Especial para La Página |
Ayer estaba leyendo a Isaiah Berlin y me acordé de cómo fue
educado Bertrand Russell. También me acordé de cómo educaron a Michel de
Montaigne. Cierto es que para ser un gran escritor, no hay que poseer mucho griego
y latín. Un ejemplo de lo anterior, es William Shakespeare.
Casi nadie conoce sus sonetos, y se dice que están dedicados
a un ser fantasmal. No lo sé y creo que será mejor no saberlo.
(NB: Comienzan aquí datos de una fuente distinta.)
Issue #3873, opened 2025-01-23
Remove unused packages from `postgrest.cabal`?


taimoorzaeem:
### Problem

Using warning `-Wunused-packages` shows that we depend on some unused packages that can be removed for hygiene purposes.

#### Library
```
<no location info>: error: [-Wunused-packages, -Werror=unused-packages]
    The following packages were specified via -package or -package-id flags,
    but were not needed for compilation:
      - gitrev-1.3.1 (exposed by flag -package-id gitrev-1.3.1-KhpMNofwsxABRoyEGWB0ci)
      - postgresql-libpq-0.10.1.0 (exposed by flag -package-id postgresql-libpq-0.10.1.0-FSM2HH7QlWiBFY7y3DUKHq)
      - wai-logger-2.5.0 (exposed by flag -package-id wai-logger-2.5.0-58d2260507d3ee2a42fc39045c18cb0226c038aad32e4531b33c165fde01a70a)
```
#### Test Suite
```
<no location info>: error: [-Wunused-packages, -Werror=unused-packages]
    The following packages were specified via -package or -package-id flags,
    but were not needed for compilation:
      - auto-update-0.1.6 (exposed by flag -package-id auto-update-0.1.6-4gXBEKjiUIyIgtDokWp2Hk)
```

PR #4450, opened 2025-11-04
chore: remove unused haskell dependencies

taimoorzaeem:
Removes unused haskell dependencies.

### DIFF
--- a/postgrest.cabal
+++ b/postgrest.cabal
@@ -102,10 +102,8 @@ library
                     , auto-update               >= 0.1.4 && < 0.3
                     , base64-bytestring         >= 1 && < 1.3
                     , bytestring                >= 0.10.8 && < 0.13
-                    , cache                     >= 0.1.3 && < 0.2.0
                     , case-insensitive          >= 1.2 && < 1.3
                     , cassava                   >= 0.4.5 && < 0.6
-                    , clock                     >= 0.8.3 && < 0.9.0
                     , configurator-pg           >= 0.2.11 && < 0.3
                     , containers                >= 0.5.7 && < 0.7
                     , cookie                    >= 0.4.2 && < 0.6
@@ -118,11 +116,9 @@ library
                     , hasql-notifications       >= 0.2.2.2 && < 0.2.3
                     , hasql-pool                >= 1.0.1 && < 1.1
                     , hasql-transaction         >= 1.0.1 && < 1.2
-                    , heredoc                   >= 0.2 && < 0.3
                     , http-client               >= 0.7.19 && < 0.8
                     , http-types                >= 0.12.2 && < 0.13
                     , insert-ordered-containers >= 0.2.2 && < 0.3
-                    , iproute                   >= 1.7.0 && < 1.8
                     , jose-jwt                  >= 0.9.6 && < 0.11
                     , lens                      >= 4.14 && < 5.4
                     , lens-aeson                >= 1.0.1 && < 1.3
@@ -132,8 +128,6 @@ library
                     , network-uri               >= 2.6.1 && < 2.8
                     , optparse-applicative      >= 0.13 && < 0.19
                     , parsec                    >= 3.1.11 && < 3.2
-                    -- Technically unused, can be removed after updating to hasql >= 1.7
-                    , postgresql-libpq          >= 0.10
                     , prometheus-client         >= 1.1.1 && < 1.2.0
                     , protolude                 >= 0.3.1 && < 0.4
                     , regex-tdfa                >= 1.2.2 && < 1.4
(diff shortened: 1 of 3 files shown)


steve-chavez:
Is it possible to detect unused dependencies on CI?

steve-chavez (approved):

taimoorzaeem:
> Is it possible to detect unused dependencies on CI?

Not really. The way I found about those is by compiling with `-Wunused-packages`. However, I think the reason we don't have it already is because it gives two "false positives":

```
<no location info>: error: [-Wunused-packages, -Werror=unused-packages]
    The following packages were specified via -package or -package-id flags,
    but were not needed for compilation:
      - postgresql-libpq-0.11.0.0 (exposed by flag -package-id postgresql-libpq-0.11.0.0-FYbh1w1IFpzFPSeYd7F80E)
      - wai-logger-2.5.0 (exposed by flag -package-id wai-logger-2.5.0-GgCKOfZCPNy9oBPl1Kfzlq)
```

 We discussed this #3873 as well. For me, locally, it all builds and tests run just fine, even without the above two.

Let me remove them temporarily to check if CI works fine without them. EDIT: It does!!

steve-chavez:
The auto-cancelled CI jobs say:

> This is a scheduled macos-13 brownout. The macOS-13 based runner images are being deprecated. For more details, see https://github.com/actions/runner-images/issues/13046.

I've tried to restart them manually several times, but it doesn't work. Maybe we should fix that in another PR.

postgrest.cabal
```diff
@@ -132,8 +128,6 @@ library
                     , network-uri               >= 2.6.1 && < 2.8
                     , optparse-applicative      >= 0.13 && < 0.19
                     , parsec                    >= 3.1.11 && < 3.2
-                    -- Technically unused, can be removed after updating to hasql >= 1.7
-                    , postgresql-libpq          >= 0.10
```
wolfgangwalther, line 136: The comment explicitly says "can be removed after updating hasql >= 1.7, yet we have *not* updated to that, yet.

This has been explained here already: https://github.com/PostgREST/postgrest/issues/3873

This had been introduced here: https://github.com/PostgREST/postgrest/pull/3177

Removing this change means you might get an older version of postgresql-libpq in certain builds, which will introduce regressions.

Please revert this part...

postgrest.cabal
```diff
@@ -151,11 +145,6 @@ library
                     , wai                       >= 3.2.1 && < 3.3
                     , wai-cors                  >= 0.2.5 && < 0.3
                     , wai-extra                 >= 3.1.8 && < 3.2
-                    -- We already depend on wai-logger >= 2.3.7 indirectly via wai-extra,
-                    -- but we want to depend on 2.4.0 which fixes 'unknownSocket' log output
-                    -- for unix sockets; this is tested in test/io/test_io.py. See
-                    -- https://github.com/kazu-yamamoto/logger/commit/3a71ca70afdbb93d4ecf0083eeba1fbbbcab3fc3
-                    , wai-logger                >= 2.4.0
```
wolfgangwalther, line 158: Wow, does anybody still read comments?

This was explained previously as well: https://github.com/PostgREST/postgrest/issues/3873

Please revert.

wolfgangwalther:
> I've tried to restart them manually several times, but it doesn't work. Maybe we should fix that in another PR.

We will hit these a few times. I would like to wait until December to fix this, though - so that we can still build x86_64-darwin binaries for as long as possible. I'm hoping that we might be able to get some nix static builds going for darwin by then, too.

postgrest.cabal
taimoorzaeem: > Removing this change means you might get an older version of postgresql-libpq in certain builds, which will introduce regressions.

I think we won't get an older version of `postgresql-libpq` because cabal always picks up the maximum version the satisfies the constraint.

You can verify this at your end by running `cabal freeze` and `stack ls dependencies`.

postgrest.cabal
taimoorzaeem: Cabal picks up the maximum version. We are using `wai-logger-2.5.0` already in cabal and `wai-logger-2.4.1` on stack, so no need for this constraint.

taimoorzaeem:
In a rare case in the future, where some other new library has a tighter upper bound, resultantly, the dependency constraint solving could potentially fallback to older versions.

So, to be extra safe, we should restore those pinned dependencies. Thanks @wolfgangwalther for pointing this out. My apologies. Let me restore those.

wolfgangwalther:
> In a rare case in the future, where some other new library has a tighter upper bound, resultantly, the dependency constraint solving could potentially fallback to older versions.

This doesn't need to be at some point in the future. It can also happen by just building with an older GHC or with some other constraint. Maybe because we add a dependency in the future or whatever.

There is a certain knowledge in these constraints, that we are losing by removing them.

postgrest.cabal
steve-chavez: @taimoorzaeem How about adding a clear:

```
DO NOT REMOVE!!!
```

Or something like that in the comments? The reasoning here is easy to miss otherwise.

taimoorzaeem: No, I think we should be more clear about the reasoning here. After reverting this, I'll add a comment here explaining exactly **why** we can't remove them yet.

steve-chavez:
> The auto-cancelled CI jobs say:
> This is a scheduled macos-13 brownout. The macOS-13 based runner images are being deprecated. For more details, see https://github.com/actions/runner-images/issues/13046.
> I've tried to restart them manually several times, but it doesn't work. Maybe we should fix that in another PR.

CI has been failing consistently since https://github.com/PostgREST/postgrest/commit/770c404ebec27afd18c8c5e4c233226556aa92d4 due to the above

wolfgangwalther:
I removed the macos-13 jobs with eb00c1991c67facc7b0e60703825897ba65a40b3. It makes no sense to wait for the Nix thing right now, because Nixpkgs recently bumped the minimum version to 14 as well. Thus, we will not be able to support MacOS 13 anyway.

No seamos
imprudentes, no echemos a perder las cosas con nuestro moderno y torpe afán de
acción (complejo de minero).
Isaiah Berlin, como todos nosotros los intelectuales (ese
"nosotros" sería odiado por nuestro biografiado), llevaba sangre
judía en sus venas. Llevar en la sangre el conocimiento del ardor polaco, ardor
sazonado en el gueto, en Treblinka, en los laberintos de Kafka y en el Cantar
de los Cantares, asegura buen solar, gloria e idealidad.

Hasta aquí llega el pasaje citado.